David pressed his face into his grandmother’s hip, and Mrs. Queen’s heart broke when that child’s fear made him hum.
“Do you have to leave that radio on Maven?”
“Don’t you think we should know what’s going on?”
“I’m not sure we should.”
Mrs. Queen closed her eyes. She was too frightened to cry. She had tried so hard to convince herself that all her worries were but figments of imagination. She had finally believed that the nightmares that haunted her sleep had not tainted the wakened world. She had tricked herself into thinking that all her anxiety was but the result of a mind whose natural balance of chemicals was slightly off-kilter. She had regained the confidence that had been lost to her the day her husband died. She had come to believe that the world was touched more by hope than it was by doom.
But in that basement, feeling her heart thunder in her chest, feeling her body grow old as her limbs trembled, Mrs. Queen realized that she had been sanest when she had hummed. Prescription pills could not wash away the world’s monstrosity. Everyone else was mad. Everyone who went through their days without shaking and humbling were the insane ones. Mrs. Queen squeezed David and wished it all would go away.
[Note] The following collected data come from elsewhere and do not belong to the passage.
Issue #600, opened 2025-08-05
AssetInterestRateStrategy: include `deficit` & `sweeped`


DhairyaSethi:
Currently AssetInterestRateStrategy takes `liqudity`, `drawn` and `premium`. We should include passing `deficit` & `sweeped`.
`deficit` would be currently ignored in the IR strategy, `sweeped` will be added to `liquidity` as we don't want to infer it as withdrawn liquidity and retain the current utilisation.

PR #619, opened 2025-08-12
feat: reinvestment

### LINKED ISSUE #620: reinvestment feature

DhairyaSethi:
closes #620

### Design

Introduces two new hub methods:
- `sweep`: pulls available liquidity for the reinvestment strategy to generate yield on idle liquidity.
- `reclaim`: restore swept liquidity, only up to exact swept amount is allowed and callable by current reinvestment strategy.

### Notes

- The yield generated is expected to be distributed to suppliers taking additional risk completely offchain.
- The swept amount does not affect utilisation, ie `swept` should be included in `liquidity` here. (Note: In followup PR adjust IR strategy to be modular, #600)
- `addAsset` by default sets 0 reinvestment strategy, it is updatable through `updateAssetConfig`.
- Any additional caps, or protections for swept amount like the following are expected to be built using a strategy controller outside the core protocol.
  - Only allow a % of available liquidity at a time.
  - Sweeping more only allowed if existing swept has been completely repaid more than 1 block ago.

### DIFF
--- a/src/contracts/Hub.sol
+++ b/src/contracts/Hub.sol
@@ -316,8 +316,6 @@ contract Hub is IHub, AccessManaged {
     // no premium change allowed
     _applyPremiumDelta(asset, spoke, premiumDelta, 0);
 
-    asset.updateDrawnRate(assetId);
-
     emit RefreshPremium(assetId, msg.sender, premiumDelta);
   }
 
--- a/src/interfaces/IHub.sol
+++ b/src/interfaces/IHub.sol
@@ -42,14 +42,14 @@ interface IHub is IHubBase, IAccessManaged {
   event TransferShares(uint256 indexed assetId, uint256 shares, address sender, address receiver);
 
   /**
-   * @notice Emitted when an amount of liquidity is swept. (reinvested)
+   * @notice Emitted when an amount of liquidity is swept/reinvested.
    * @param assetId The identifier of the asset.
    * @param amount The amount swept.
    */
   event Sweep(uint256 indexed assetId, uint256 amount);
 
   /**
-   * @notice Emitted when an amount of liquidity is reclaimed. (from swept/reinvested liquidity)
+   * @notice Emitted when an amount of liquidity is reclaimed (from swept/reinvested liquidity).
    * @param assetId The identifier of the asset.
    * @param amount The amount reclaimed.
    */
--- a/tests/unit/Hub/Hub.Sweep.t.sol
+++ b/tests/unit/Hub/Hub.Sweep.t.sol
@@ -83,7 +83,7 @@ contract HubSweepTest is HubBase {
     updateAssetReinvestmentStrategy(hub1, daiAssetId, reinvestmentStrategy);
 
     _addLiquidity(daiAssetId, supplyAmount);
-    _drawLiquidity(daiAssetId, drawAmount, true);
+    _drawLiquidity(daiAssetId, drawAmount, false, false);
     uint256 swept = vm.randomUint(1, supplyAmount - drawAmount);
 
     uint256 drawnRate = hub1.getAssetDrawnRate(daiAssetId);
--- a/snapshots/Spoke.Operations.json
+++ b/snapshots/Spoke.Operations.json
@@ -1,10 +1,10 @@
 {
-  "borrow: first": "289646",
-  "borrow: second action, same reserve": "274725",
-  "liquidationCall: full": "333032",
-  "liquidationCall: partial": "424505",
+  "borrow: first": "282483",
+  "borrow: second action, same reserve": "267562",
+  "liquidationCall: full": "325869",
+  "liquidationCall: partial": "417342",
   "repay: full": "189479",
-  "repay: partial": "263173",
+  "repay: partial": "256010",
   "supply + enable collateral": "202528",
   "supply: 0 borrows, collateral disabled": "140366",
   "supply: 0 borrows, collateral enabled": "143362",
@@ -12,12 +12,12 @@
   "supply: second action, same reserve": "109162",
   "updateUserDynamicConfig: 1 collateral": "54000",
   "updateUserDynamicConfig: 2 collaterals": "58612",
-  "updateUserRiskPremium: 1 borrow": "147309",
-  "updateUserRiskPremium: 2 borrows": "189945",
+  "updateUserRiskPremium: 1 borrow": "129646",
+  "updateUserRiskPremium: 2 borrows": "161119",
   "usingAsCollateral: 0 borrows, enable": "53792",
-  "usingAsCollateral: 1 borrow, disable": "159995",
+  "usingAsCollateral: 1 borrow, disable": "142332",
   "usingAsCollateral: 1 borrow, enable": "24717",
   "withdraw: 0 borrows, full": "145289",
   "withdraw: 0 borrows, partial": "151616",
-  "withdraw: 1 borrow, partial": "298019"
+  "withdraw: 1 borrow, partial": "286856"
 }
--- a/tests/unit/Hub/HubBase.t.sol
+++ b/tests/unit/Hub/HubBase.t.sol
@@ -87,7 +87,12 @@ contract HubBase is Base {
   }
 
   /// @dev Draws liquidity from the Hub via a random spoke
-  function _drawLiquidity(uint256 assetId, uint256 amount, bool withPremium) internal {
+  function _drawLiquidity(
+    uint256 assetId,
+    uint256 amount,
+    bool withPremium,
+    bool skipTime
+  ) internal {
     address tempSpoke = vm.randomAddress();
     address tempUser = vm.randomAddress();
 
@@ -109,7 +114,7 @@ contract HubBase is Base {
 
     Utils.draw(hub1, assetId, tempSpoke, tempUser, amount);
 
-    skip(365 days);
+    if (skipTime) skip(365 days);
 
     (uint256 drawn, uint256 premium) = hub1.getAssetOwed(assetId);
     assertGt(drawn, 0); // non-zero premium debt
@@ -123,6 +128,11 @@ contract HubBase is Base {
         DataTypes.PremiumDelta(-sharesDelta, -premiumOffsetDelta, int256(premium))
       );
     }
+  }
+
+  // @dev Draws liquidity from the Hub via a random spoke and skips time
+  function _drawLiquidity(uint256 assetId, uint256 amount, bool premium) internal {
+    _drawLiquidity(assetId, amount, premium, true);
   }
 
   /// @dev Draws liquidity from the Hub via a specific spoke which is already active


foundry.toml
```diff
@@ -11,6 +11,7 @@ optimizer = true
 optimizer_runs = 200
 bytecode_hash = "none"
 gas_snapshot_check = false
+gas_limit = 1099511627776
```
DhairyaSethi, line 14: original default gas_limit was 1073741824 (1024 ** 3)
needed bc `test_sharePriceWithMultipleDonations` runs out of gas, the inline configs to override this value or disable block gas limit aren't working

src/contracts/Hub.sol
```diff
@@ -81,14 +82,20 @@ contract Hub is IHub, AccessManaged {
       decimals: decimals,
       drawnRate: drawnRate.toUint128(),
       irStrategy: irStrategy,
+      reinvestmentStrategy: address(0),
```
CheyenneAtapour, line 85: I am scared about accidentally burning funds here, should we just check on `sweep` that this is not address(0)?

src/contracts/Hub.sol
```diff
@@ -619,7 +669,7 @@ contract Hub is IHub, AccessManaged {
     require(spoke.active, SpokeNotActive());
     uint256 withdrawable = previewRemoveByShares(assetId, spoke.addedShares);
     require(amount <= withdrawable, AddedAmountExceeded(withdrawable));
-    require(amount <= asset.liquidity, NotLiquidity(asset.liquidity));
+    require(amount <= asset.liquidity, InsufficientLiquidity(asset.liquidity));
```
CheyenneAtapour, line 670: Nice change here!

src/contracts/Hub.sol
```diff
@@ -705,4 +755,22 @@ contract Hub is IHub, AccessManaged {
...
     );
   }
+
+  function _validateSweep(
+    DataTypes.Asset storage asset,
+    address caller,
+    uint256 amount
+  ) internal view {
+    require(caller == asset.reinvestmentStrategy, InvalidReinvestmentStrategy());
+    require(amount > 0, InvalidSweepAmount());
```
CheyenneAtapour: do we also want `amount <= asset.liquidity`?

src/interfaces/IHub.sol
```diff
@@ -41,6 +41,20 @@ interface IHub is IHubBase, IAccessManaged {
...
 
+  /**
+   * @notice Emitted when an amount of liquidity is swept (reinvested).
+   * @param assetId The identifier of the asset.
+   * @param amount The amount swept.
+   */
+  event Sweep(uint256 indexed assetId, uint256 amount);
+
+  /**
+   * @notice Emitted when an amount of liquidity is reclaimed.
```
CheyenneAtapour: It's kinda unclear without context what this is. Want to say, "... is reclaimed from reinvestment"?

src/interfaces/IHub.sol
```diff
@@ -187,6 +203,22 @@ interface IHub is IHubBase, IAccessManaged {
    */
   function eliminateDeficit(uint256 assetId, uint256 amount) external returns (uint256);
 
+  /**
+   * @notice Sweeps an amount of liquidity of the corresponding asset and sends it to the configured reinvestment strategy.
+   * @dev The strategy handles the actual reinvestment of the funds and the redistribution of the interest, and investment caps.
```
CheyenneAtapour:
```suggestion
   * @dev The strategy handles the actual reinvestment of funds, redistribution of interest, and investment caps.
```

src/interfaces/IHub.sol
```diff
@@ -187,6 +203,22 @@ interface IHub is IHubBase, IAccessManaged {
...
+   * @param assetId The identifier of the asset.
+   * @param amount The amount swept.
+   */
+  function sweep(uint256 assetId, uint256 amount) external;
+
+  /**
+   * @notice Reclaims an amount of liquidity of the corresponding asset from the configured reinvestment strategy.
+   * @dev The strategy can only reclaim swept amount, all accrued interest is distributed offchain.
```
CheyenneAtapour:
```suggestion
   * @dev The strategy can only reclaim up to swept amount. All accrued interest is distributed offchain.
```

src/interfaces/IHub.sol
```diff
@@ -187,6 +203,22 @@ interface IHub is IHubBase, IAccessManaged {
...
+   * @param assetId The identifier of the asset.
+   * @param amount The amount swept.
```
CheyenneAtapour:
```suggestion
   * @param amount The amount to reclaim.
```

src/interfaces/IHub.sol
```diff
@@ -187,6 +203,22 @@ interface IHub is IHubBase, IAccessManaged {
    */
   function eliminateDeficit(uint256 assetId, uint256 amount) external returns (uint256);
 
+  /**
+   * @notice Sweeps an amount of liquidity of the corresponding asset and sends it to the configured reinvestment strategy.
+   * @dev The strategy handles the actual reinvestment of the funds and the redistribution of the interest, and investment caps.
+   * @param assetId The identifier of the asset.
+   * @param amount The amount swept.
```
CheyenneAtapour:
```suggestion
   * @param amount The amount to sweep.
```

Future tense because we are about to do it by passing these params to this function. Makes more sense as past tense when describing an event imo (since that's post-transaction), but nbd

tests/Base.t.sol
```diff
@@ -914,17 +920,31 @@ abstract contract Base is Test {
...
 
     vm.prank(HUB_ADMIN);
-    targetHub.updateAssetConfig(assetId, config);
+    hub.updateAssetConfig(assetId, config);
 
-    assertEq(targetHub.getAssetConfig(assetId), config);
+    assertEq(hub.getAssetConfig(assetId), config);
+  }
+
+  function updateAssetReinvestmentStrategy(
```
CheyenneAtapour, line 936: imo we should have newly introduced internal functions prefixed with `_` so we can reduce the refactor work later

src/contracts/Hub.sol
DhairyaSethi: how do you mean - burning funds at what stage?

src/contracts/Hub.sol
```diff
@@ -705,4 +755,22 @@ contract Hub is IHub, AccessManaged {
       AddCapExceeded(addCap)
     );
   }
+
+  function _validateSweep(
+    DataTypes.Asset storage asset,
+    address caller,
+    uint256 amount
+  ) internal view {
+    require(caller == asset.reinvestmentStrategy, InvalidReinvestmentStrategy());
```
CheyenneAtapour: I think we can consider renaming this error and the similar one in `_validateReclaim` to something like `OnlyReinvestmentStrategy` to make it clear this is a condition on the caller

src/contracts/Hub.sol
CheyenneAtapour: Ah nvm, I see caller must be the `reinvestmentStrategy`, so can't happen

tests/Base.t.sol
DhairyaSethi: this is likely the last such method to be introduced, let's do it all together now

src/interfaces/IHub.sol
```diff
@@ -41,6 +41,20 @@ interface IHub is IHubBase, IAccessManaged {
   event AccrueFees(uint256 indexed assetId, uint256 shares);
   event TransferShares(uint256 indexed assetId, uint256 shares, address sender, address receiver);
 
+  /**
+   * @notice Emitted when an amount of liquidity is swept by the reinvestment strategy.
```
CheyenneAtapour: Hate to nit pick again, but it's unclear what "swept" means. The "(reinvested)" is helpful like in `getSwept()`

src/interfaces/IHub.sol
```diff
@@ -187,6 +204,22 @@ interface IHub is IHubBase, IAccessManaged {
...
+   * @param assetId The identifier of the asset.
+   * @param amount The amount to sweep.
+   */
+  function sweep(uint256 assetId, uint256 amount) external;
+
+  /**
+   * @notice Reclaims an amount of liquidity of the corresponding asset from the configured reinvestment strategy.
+   * @dev The strategy can only reclaim up to swept amount. All accrued interest is distributed offchain.
+   * @param assetId The identifier of the asset.
+   * @param amount The amount reclaim.
```
CheyenneAtapour:
```suggestion
   * @param amount The amount to reclaim.
```

src/interfaces/IHub.sol
DhairyaSethi: fixed lmk

src/interfaces/IHub.sol
```diff
@@ -41,6 +41,20 @@ interface IHub is IHubBase, IAccessManaged {
   event AccrueFees(uint256 indexed assetId, uint256 shares);
   event TransferShares(uint256 indexed assetId, uint256 shares, address sender, address receiver);
 
+  /**
+   * @notice Emitted when an amount of liquidity is swept. (reinvested)
```
CheyenneAtapour:
```suggestion
   * @notice Emitted when an amount of liquidity is swept (reinvested).
```

src/interfaces/IHub.sol
```diff
@@ -41,6 +41,20 @@ interface IHub is IHubBase, IAccessManaged {
...
+   * @param assetId The identifier of the asset.
+   * @param amount The amount swept.
+   */
+  event Sweep(uint256 indexed assetId, uint256 amount);
+
+  /**
+   * @notice Emitted when an amount of liquidity is reclaimed. (from swept/reinvested liquidity)
```
CheyenneAtapour:
```suggestion
   * @notice Emitted when an amount of liquidity is reclaimed (from swept/reinvested liquidity).
```

src/contracts/Hub.sol
```diff
@@ -304,6 +316,8 @@ contract Hub is IHub, AccessManaged {
     // no premium change allowed
     _applyPremiumDelta(asset, spoke, premiumDelta, 0);
 
+    asset.updateDrawnRate(assetId);
```
CheyenneAtapour: We decided in sync today not to do this right? Because this adds more gas than necessary to make a precise drawn rate, but we are fine approximating and saving gas, as long as we document in the corresponding issue about this.

DhairyaSethi: correct, being documented at #621 
rmed [bd8533a](https://github.com/aave/aave-v4/pull/619/commits/bd8533a4292525b1cc9e8db9ddda754c582c7a00)

src/contracts/Hub.sol
```diff
@@ -229,10 +241,10 @@ contract Hub is IHub, AccessManaged {
     asset.accrue(assetId, _spokes[assetId][asset.feeReceiver]);
     _validateRestore(asset, spoke, assetId, drawnAmount, premiumAmount, from);
 
-    _applyPremiumDelta(asset, spoke, premiumDelta, premiumAmount);
     uint128 drawnShares = previewRestoreByAssets(assetId, drawnAmount).toUint128();
     asset.drawnShares -= drawnShares;
     spoke.drawnShares -= drawnShares;
+    _applyPremiumDelta(asset, spoke, premiumDelta, premiumAmount);
```
avniculae, line 247: this change is cosmetic rather than a logic bug right?

src/contracts/Hub.sol
```diff
@@ -337,6 +349,36 @@ contract Hub is IHub, AccessManaged {
...
+  function sweep(uint256 assetId, uint256 amount) external {
+    DataTypes.Asset storage asset = _assets[assetId];
+    _validateSweep(asset, msg.sender, amount);
+
+    asset.accrue(assetId, _spokes[assetId][asset.feeReceiver]);
+    asset.liquidity -= amount.toUint128();
+    asset.swept += amount.toUint128();
+    asset.updateDrawnRate(assetId);
+
+    IERC20(asset.underlying).safeTransfer(asset.reinvestmentStrategy, amount);
```
avniculae, line 362: here we could use msg.sender to save ~100 gas

src/contracts/Hub.sol
```diff
@@ -337,6 +349,36 @@ contract Hub is IHub, AccessManaged {
...
+  function reclaim(uint256 assetId, uint256 amount) external {
+    DataTypes.Asset storage asset = _assets[assetId];
+    _validateReclaim(asset, msg.sender, amount);
+
+    asset.accrue(assetId, _spokes[assetId][asset.feeReceiver]);
+    asset.liquidity += amount.toUint128();
+    asset.swept -= amount.toUint128();
+    asset.updateDrawnRate(assetId);
+
+    IERC20(asset.underlying).safeTransferFrom(asset.reinvestmentStrategy, address(this), amount);
```
avniculae, line 377: here we could use msg.sender to save ~100 gas

tests/unit/HubConfigurator.t.sol
```diff
@@ -602,6 +604,24 @@ contract HubConfiguratorTest is HubBase {
...
+    hubConfigurator.updateReinvestmentStrategy(address(hub1), vm.randomUint(), vm.randomAddress());
+  }
+
+  function test_updateReinvestmentStrategy() public {
+    address reinvestmentStrategy = makeAddr('newReinvestmentStrategy');
+    DataTypes.AssetConfig memory expectedConfig = hub1.getAssetConfig(assetId);
+    expectedConfig.reinvestmentStrategy = reinvestmentStrategy;
+    vm.expectCall(address(hub1), abi.encodeCall(IHub.updateAssetConfig, (assetId, expectedConfig)));
+    vm.prank(HUB_CONFIGURATOR_ADMIN);
+    hubConfigurator.updateReinvestmentStrategy(address(hub1), assetId, reinvestmentStrategy);
```
avniculae, line 622: in this file we also read the asset config after action and asset it, nbd

tests/unit/Hub/Hub.Sweep.t.sol
```diff
@@ -0,0 +1,109 @@
...
+
+    vm.prank(reinvestmentStrategy);
+    hub1.sweep(daiAssetId, sweepAmount);
+
+    assertEq(hub1.getSwept(daiAssetId), sweepAmount);
+    assertEq(hub1.getLiquidity(daiAssetId), assetLiquidity - sweepAmount);
+    assertBorrowRateSynced(hub1, daiAssetId, 'sweep');
+  }
+
+  function test_swept_amount_is_not_withdrawable() public {
```
avniculae, line 61: this name does not follow the naming convention

src/contracts/Hub.sol
DhairyaSethi: yes

DhairyaSethi: i realised now that the conversion is using the debt share price which is unaffected by the ordering bc its index

src/contracts/Hub.sol
DhairyaSethi: thought as well, figured this was more clear and ok with loosing that gas since it's a gov (kind of) fn
but agnostic, ok with updating

avniculae: I'm fine keeping the way it is

DhairyaSethi:
@avniculae comments being addressed in #624 
tysm!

“Do you feel something?” asked Mavin.
The world suddenly seemed to collapse beneath Mrs. Queen’s feet. The ground shook, and she gripped David all the more tightly as they both struggled to remain standing. The walls vibrated to a terrible din, casting all of the antique tools Mrs. Queen’s husband had collected while living – the tools his widow had carried into the basement and hooked upon those concrete walls following the collector’s burial – to the floor, where they clattered and rang as the ground continued to tumble. Mrs. Queen’s pile of laundry fell from the dryer, and the storm water the failing sump pump could not jettison from the foundation stained the bath towels and garments. The basement’s ceiling buckled. Towers of cardboard boxes, holding the ornaments and decorations Mrs. Queen’s family once assembled during the holiday season, toppled and shattered.
The rumble intensified, and Mrs. Queen held her breat
h as she watched cracks splinter across her basement walls. The storm continued to howl outside, and Mrs. Queen heard her home’s timbers pop and snap beneath the strain of wind and earthquake. The voice from the emergency radio continued to warn that furious nations prepared their weapons of Armageddon. Mrs. Queen closed her eyes, gripped David as hard as she could, and waited for her home to collapse upon her. What shelter could be expected to stand beneath the fury of such destruction?
But a second before she thought the earth directly below her would open to swallow her into the planet’s bowels, something broke within Mrs. Queen, and all the confidence and strength she had amassed during her struggle against her anxiety flooded away from her heart.
With David sobbing against her hip, and with the walls crumbling all around her, Mrs. Queen hummed.